Everything favors hedge funds and ETFs
Everything favors hedge funds and ETFs

 

Investors demand the expertise of alternative management and flexibility in listed index funds.

The year 2024 was remarkable for the hedge fund and ETF industries, both in terms of fresh money inflows and performance. In 2025, these two asset classes could also benefit from strong demand, driven by the desire to protect against a potential market reversal and/or take advantage of price anomalies that may arise within a new framework of international relations. Hedge funds indeed offer access to innovative investment strategies, while ETFs are increasingly designed to meet investment objectives previously reserved for hedge funds – and at very low costs.

Funds positioned for the unknown

On the hedge fund front, let's recall that investors injected more than $400 billion into hedge funds in 2024, according to figures from Hedge Fund Research (HFR). This brings the total capital managed by this industry to over $4.5 trillion (end of December 2024). Most of these investors were not disappointed. The overall funds, measured by the HFRI Fund Weighted Composite Index, increased by 9.8% last year.

"Institutional investors are likely to increase their allocations to hedge funds, which have demonstrated the robustness of their strategies during the volatile year that was 2024 and are tactically positioned for the diverse and unpredictable impacts of rapidly evolving policy changes in 2025," predicts Kenneth J. Heinz, president of Hedge Fund Research (HFR), in a recent market report.

Apart from cryptocurrency-based strategies, the strategies that performed best in 2024 and early this year are directional strategies. In other words, trend following and momentum. Morgan Stanley defines momentum as the quintile of stocks with the highest risk-adjusted returns over 12 months compared to the quintile with the lowest returns. These strategies recorded a gain of 12% in 2024 and 1.68% in January 2025, according to HFR data.

These returns are largely explained by their long positions in major US technology stocks. Although their growth prospects and profit margins remain solid and their valuations are not comparable to those of the internet bubble of the 2000s, the sector poses a concentration risk. In other words, the risk that high returns are excessively dependent on a very limited number of stocks composing the US market.

Momentum facing concentration risk

These questions may suggest that some heavily undervalued stocks could regain favor with investors seeking diversification and/or superior future returns. Thus, the segment of activist funds within event-driven strategies recorded a 2.4% increase in January.
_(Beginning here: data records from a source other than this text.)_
PR #929, opened 2021-09-04
Align `SchemaExtenderTest` with `graphql-js`

vhenzl:
Follow-up to #928. Aligns `SchemaExtenderTest.php` with `extendSchema-test.js` (up to `graphql-js` v15.5.2).

### v14.7 commit
Tests no longer present in `extendSchema-test.js` have been moved to `SchemaExtenderLegacyTest`. These are the corresponding commits in `graphql-js` (relevant also for #928):
- https://github.com/graphql/graphql-js/commit/c1745228b2ae5ec89b8de36ea766d544607e21ea
- https://github.com/graphql/graphql-js/commit/257797a0ebdddd3da6e75b7c237fdc12a1a7c75a
- https://github.com/graphql/graphql-js/commit/3b9ea61f2348215dee755f779caef83df749d2bb
- https://github.com/graphql/graphql-js/commit/e6a3f08cc92594f68a6e61d3d4b46a6d279f845e
- https://github.com/graphql/graphql-js/commit/9b7a8af43fc0865a01df5b5a084f37bbb8680ef8

Tests in this commit fail because:
- [x] `repeatable` in directives is lost when calling `extend()` (fixed in #931)
- [x] `Schema::getAstNode()` returns `null` for an extended schema
- [ ] scalar types are added to schema automatically even if they are not used in SDL (#964)

### v15.0 commit
Reasons, why tests fail (in addition to those mentioned above):
- [x] a problem with parsing/printing of types without fields (e.g. `type Query`) (fixed in #940)
- [x] string comments become multiline (e.g. `"""Comment"""` becomes `"""\nComment\n"""` (fixed in #938)
- [x] different order of definitions affects `printSchemaChanges()` (#954)
- [x] missing `@` in directive name in error messages


spawnia:
Awesome work so far. What is your plan for integrating those changes?

vhenzl:
> What is your plan for integrating those changes?

I'm not quite sure yet. I want to have a look at `print()` and `printSchema()` first. If I can get these to handle empty types and string blocks correctly, that would resolve a significant number of test failures. The other thing that accounts for a big amount of failing tests is `astNode` and `extensionASTNodes` not being properly set/copied, which shouldn't be hard to fix. With these two problems resolved, I believe most of this and also #928 should be possible to merge up to v15.5.

spawnia:
If small pull requests emerge, that would be great. If not, I am also fine with a large pull request that fixes it all.

spawnia:
Thank you for this. Apart from https://github.com/webonyx/graphql-php/issues/1140, we are now in sync.

Issue #1679, opened 2021-08-30
Mosaics - not able to edit supply or link alias for mosaic owned by multisig


cryptoBeliever:
Steps:
1. Create multisig
2. Create mosaic with mutable supply for multisig account
3. Go to mosaics list

Result: There is no option to edit supply or link alias for owned mosaic
Expected result: There is option to edit supply and link alias. Same as for regular accounts.

Video: https://www.loom.com/share/c001508075284ed69f8e7a12da63792d

cryptoBeliever:
Fixed.

PR #1681, opened 2021-08-30
fix: multisig account owned mosaic actions visibility issue fixed

yilmazbahadir:
fixes https://github.com/symbol/desktop-wallet/issues/1679

Was filtering out only the currentAccount(changed to currentSigner now) for the actions on the mosaic list therefore missing the multisig accounts, looks like the issue was always there but became more visible with the 'sticky' signer selection fix.

### DIFF
--- a/src/components/TableDisplay/TableDisplayTs.ts
+++ b/src/components/TableDisplay/TableDisplayTs.ts
@@ -51,7 +51,6 @@ import ModalMetadataDisplay from '@/views/modals/ModalMetadataDisplay/ModalMetad
 import { NamespaceModel } from '@/core/database/entities/NamespaceModel';
 import { MosaicModel } from '@/core/database/entities/MosaicModel';
 import { NetworkConfigurationModel } from '@/core/database/entities/NetworkConfigurationModel';
-import { AccountModel } from '@/core/database/entities/AccountModel';
 import { Signer } from '@/store/Account';
 // @ts-ignore
 import SignerFilter from '@/components/SignerFilter/SignerFilter.vue';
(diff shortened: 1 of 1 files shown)


src/components/TableDisplay/TableDisplayTs.ts
```diff
@@ -14,9 +14,19 @@
  *
  */
 // external dependencies
-import { Component, Prop, Vue, Watch } from 'vue-property-decorator';
-import { mapGetters } from 'vuex';
-import { Address, AliasAction, MosaicId, NamespaceId } from 'symbol-sdk';
+// @ts-ignore
+import ButtonAdd from '@/components/ButtonAdd/ButtonAdd';
```
AnthonyLaw, line 18: Do we need the `.vue` extension?

src/components/TableDisplay/TableDisplayTs.ts
```diff
@@ -14,9 +14,19 @@
...
+// @ts-ignore
+import ButtonRefresh from '@/components/ButtonRefresh/ButtonRefresh';
```
AnthonyLaw, line 20: same as above.

src/components/TableDisplay/TableDisplayTs.ts
AnthonyLaw, line 18:
```suggestion
import ButtonAdd from '@/components/ButtonAdd/ButtonAdd.vue';
```

src/components/TableDisplay/TableDisplayTs.ts
AnthonyLaw, line 20:
```suggestion
import ButtonRefresh from '@/components/ButtonRefresh/ButtonRefresh.vue';
```

yilmazbahadir:
@AnthonyLaw Just used the `organize imports` feature to remove unused and reorganize, so there is not an actual change in the import parts.

AnthonyLaw (approved):

cryptoBeliever (approved):
Tested and works fine :+1:

PR #1682, opened 2021-08-31
separating mosaics list re-setting

### LINKED ISSUE #1675: Multisig account transfer view - mosaics not visible

bassemmagdy:
- fixes #1675

### DIFF
--- a/src/views/forms/FormTransferTransaction/FormTransferTransactionTs.ts
+++ b/src/views/forms/FormTransferTransaction/FormTransferTransactionTs.ts
@@ -281,13 +281,17 @@ export class FormTransferTransactionTs extends FormTransactionBase {
 
         // transaction details passed via router
         this.importTransaction = this.$route.params.transaction || this.importedTransaction ? true : false;
-        this.resetMosaicsAndTriggerChange(this.importTransaction);
+        this.resetMosaics(this.importTransaction);
+        this.triggerChange();
     }
 
     /**
      * Resetting mosaics list when signer is changed
+     * @param {boolean} importedTransaction checks if transaction is imported
+     * @param {string} triggerChange checks if triggerChange() needs to be called
+     * @return {void}
      */
-    private resetMosaicsAndTriggerChange(importedTransaction: boolean): void {
+    private resetMosaics(importedTransaction: boolean, triggerChange = false): void {
         this.mosaicInputsManager = MosaicInputsManager.initialize(this.currentMosaicList());
         // - reset attached mosaics
         this.formItems.attachedMosaics = [];
@@ -315,7 +319,9 @@ export class FormTransferTransactionTs extends FormTransactionBase {
                 Vue.set(this.formItems.attachedMosaics, index, attachedMosaic);
             });
         }
-        this.triggerChange();
+        if (triggerChange) {
+            this.triggerChange();
+        }
     }
 
     /**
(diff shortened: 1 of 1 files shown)


src/views/forms/FormTransferTransaction/FormTransferTransactionTs.ts
```diff
@@ -278,6 +273,27 @@ export class FormTransferTransactionTs extends FormTransactionBase {
...
+        // transaction details passed via router
+        this.importTransaction = this.$route.params.transaction || this.importedTransaction ? true : false;
+        this.resetMosaics(this.importTransaction);
+        this.triggerChange();
+    }
+
+    /**
+     * Resetting mosaics list when signer is changed
+     */
+    private resetMosaics(importedTransaction: boolean): void {
```
yilmazbahadir, line 291: Should `resetMosaics` call `triggerChanges` conditionally? In the case of a selected mosaic change after the reset, then the fee calculation might change, not 100% sure though.

If so maybe having a second parameter `triggerChanges = false(default)` should be added; and at the end of the method, we can have the following.

```
if (triggerChanges) {
    this.triggerChange();
}
```

bassemmagdy: In that case, Do we need the condition and an extra param? we could move the` triggerChange()` call inside `resetMosaics()` and remove it from `resetForm` instead.

yilmazbahadir: Yes, that also works, in that case I'd rename the method to `resetMosaicsAndTriggerChange`.

yilmazbahadir (approved):
@cryptoBeliever could you please approve if testing looks OK?

cryptoBeliever:
@yilmazbahadir @bassemmagdy 

Would be possible not reset mosaic selection (but change select) and amount if account to which we changing also has such mosaic?

I mean we have two accounts:
- Account A with mosaics X, Y, Z
- Account B with mosaics X, Z

Before changing from account A to B we had selected mosaic Z. So after changing to B we should have on select only X and Z but we should have still selected Z and amount will stay.

Resetting amount is especially problematic when transaction got confirmed (video 1:08).

Video: https://share.getcloudapp.com/lluooAl8

bassemmagdy:
@cryptoBeliever @yilmazbahadir is it worth adding an extra dependency into the store to save previously selected one from first signer?

cryptoBeliever:
@bassemmagdy 
Just wonder what is the reason behind resetting the form when notification about transaction confirmation arrives?
This is most strange for the user because he already filling the form again to send a new transaction and mosaics got cleared.
Maybe we can reset mosaics component only on changing sender and not receiving tx confirmation?

bassemmagdy:
@cryptoBeliever added more restrictions to the [watcher](https://github.com/symbol/desktop-wallet/blob/811562f2a9b2819752248f0e77679c3f43bc793a/src/views/forms/FormTransferTransaction/FormTransferTransactionTs.ts#L615) as it was getting executed without the signer getting changed, please re-test the updates.

cryptoBeliever:
@bassemmagdy now it's problem that not all mosaics are presented for user:
https://share.getcloudapp.com/bLuqdDpj

Also problem with resetting on confirmation is global. Here example for namespace creation (on branch from PR):
https://share.getcloudapp.com/YEuOPmv0

I think we can create a separate issue for that and revert the latest changes if it's problematic to fix that.

cryptoBeliever:
After discussion I created two separate issues for that:
- https://github.com/symbol/desktop-wallet/issues/1683
- https://github.com/symbol/desktop-wallet/issues/1684

That's why I'm closing this PR but part of code can be reused.

PR #1685, opened 2021-09-01
fix: transfer and metadata tx form multi-level multi-sig agg complete fix

yilmazbahadir:
Calculates correct required cosignatures needed and creates `aggregate complete` tx if there is no multi-sig signer in the tree(_between the levels from selected signer to the current account_) that has `minApproval` greater than 1.

Known issue with the current implementation => https://github.com/symbol/desktop-wallet/issues/1687
Will use a tree-like data structure to implement it.


cryptoBeliever (approved):
Works fine :+1:

bassemmagdy (approved):

PR #1689, opened 2021-09-02
fix: multisig account graph info stored value fix

yilmazbahadir:
`multisigAccountGraphInfo` store value was set to an array of arrays at one line and flat array at another, I think this PR will fix it to use the same value.

image

### DIFF
--- a/src/store/Account.ts
+++ b/src/store/Account.ts
@@ -527,8 +527,9 @@ export default {
                     map((g) => {
                         // sorted array to be represented in multisig tree
                         commit('multisigAccountGraph', g.multisigEntries);
-                        commit('multisigAccountGraphInfo', MultisigService.getMultisigGraphArraySorted(g.multisigEntries));
-                        return MultisigService.getMultisigInfoFromMultisigGraphInfo(g);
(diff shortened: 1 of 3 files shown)


cryptoBeliever (dismissed):
Problem fixed :+1:

bassemmagdy:
for unifying the 2D Array type, I guess we need to update it in a couple of other places:
- https://github.com/symbol/desktop-wallet/blob/4860bc61e0cc037906a4934fd2d62d797b57fb24/src/store/Account.ts#L421
- https://github.com/symbol/desktop-wallet/blob/4860bc61e0cc037906a4934fd2d62d797b57fb24/src/store/Account.ts#L535

yilmazbahadir:
> for unifying the 2D Array type, I guess we need to update it in a couple of other places:
> 
> * https://github.com/symbol/desktop-wallet/blob/4860bc61e0cc037906a4934fd2d62d797b57fb24/src/store/Account.ts#L421
> * https://github.com/symbol/desktop-wallet/blob/4860bc61e0cc037906a4934fd2d62d797b57fb24/src/store/Account.ts#L535

This change is 2D -> 1D already, why would we need it here?

bassemmagdy (approved):

PR #1693, opened 2021-09-03
Ledger harvesting

AnthonyLaw:
### Fix
- Store vrf and remote key info before announce.
- unable to unlink a single key, caused by some [reactive properties](https://vuejs.org/v2/guide/reactivity.html#Declaring-Reactive-Properties) undefine, and assign a default value.

### DIFF
--- a/src/views/forms/FormPersistentDelegationRequestTransaction/FormPersistentDelegationRequestTransactionTs.ts
+++ b/src/views/forms/FormPersistentDelegationRequestTransaction/FormPersistentDelegationRequestTransactionTs.ts
@@ -170,8 +170,8 @@ export class FormPersistentDelegationRequestTransactionTs extends FormTransactio
 
     private tempTransactionSigner: TransactionSigner;
     private tempAccount: Account;
-    public vrfPrivateKeyTemp: string;
-    public remotePrivateKeyTemp: string;
+    public vrfPrivateKeyTemp: string = '';
+    public remotePrivateKeyTemp: string = '';
 
     /**
      * Panel tab management getters/setters
@@ -238,7 +238,7 @@ export class FormPersistentDelegationRequestTransactionTs extends FormTransactio
      * @var {string}
      */
     private type: string;
-    private password: string;
+    private password: string = '';
     private linkIcon: string = officialIcons.publicChain;
     private linking = false;
     private showModalImportKey: boolean = false;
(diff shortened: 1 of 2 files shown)


src/views/modals/ModalTransactionConfirmation/ModalTransactionConfirmationTs.ts
```diff
@@ -742,6 +760,29 @@ export class ModalTransactionConfirmationTs extends Vue {
...
+            this.saveRemoteKeyInfo(
+                accountAddress,
+                Crypto.encrypt(this.command.newRemoteAccount.privateKey, this.command.password),
+                this.command.newRemoteAccount.publicKey,
+            );
+        }
+
+        // // pre-store selected harvesting node in local
+        this.saveHarvestingNode(accountAddress, this.command.formItems.nodeModel);
+
```
yilmazbahadir, line 785: This block looks like the block (L579-601), could we extract to a method and reuse that method?

src/views/forms/FormPersistentDelegationRequestTransaction/FormPersistentDelegationRequestTransactionTs.ts
```diff
@@ -170,8 +170,8 @@ export class FormPersistentDelegationRequestTransactionTs extends FormTransactio
 
     private tempTransactionSigner: TransactionSigner;
     private tempAccount: Account;
-    public vrfPrivateKeyTemp: string;
-    public remotePrivateKeyTemp: string;
+    public vrfPrivateKeyTemp: string = '';
```
yilmazbahadir, line 173: Why are we initializing the temp keys?

yilmazbahadir: I guess that's the reason
> unable to unlink a single key, caused by some reactive properties undefine, and assign a default value.

src/views/modals/ModalTransactionConfirmation/ModalTransactionConfirmationTs.ts
AnthonyLaw: yes, that is possible. Was thinking about where should we put this method.
HarvesrtingServices?

yilmazbahadir: I think a private method within the same file would be enough for now.

cryptoBeliever:
It works now :+1: 
Checked:
- Ledger single account starting and stopping harvesting + manually removing links from "Key links" tab
- Ledger multi-sig account starting and stopping harvesting + manually removing links from "Key links" tab
- Regualr profile single harvesting
- Regular profile multisig harvesting

yilmazbahadir (approved):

Similarly, event-driven arbitrage in the credit market rose by 1.95% over the same period, outperforming both directional strategies.

More broadly, event-driven funds seek to profit from events occurring within companies (M&A, bankruptcies, restructurings...) that may create price dislocations and opportunities for the most competent managers. "Alternative managers navigated a volatile January in the technology sector, with earnings, capital expenditures, and strategic outlooks impacted by intense competition in the AI field led by the Chinese startup DeepSeek," commented Kenneth J. Heinz.

On the ETF side, let's first note that the industry recorded a net inflow of $1.88 trillion in 2024 globally, bringing total assets to $14.85 trillion. Although the 20 largest ETFs capture the majority of capital, innovation aimed at meeting increasingly sophisticated needs remains particularly dynamic.

Finance professors at George Mason University also note that turning points coincide with moments when "uncertainty of uncertainty" is high. In French, this corresponds to a situation where the market is unable to accurately assess what is happening or when a trend is coming to an end.

"Overall, instruments that track volatility of volatility (VVIX index) or volatility itself (VIX index) can be useful in identifying market reversals. The standard idea that exuberance is the main indicator of market dynamics seems to hold true," write Derek Horstmeyer, Ruben Devia, and David Peters, professors at George Mason University, in a study published in February 2025.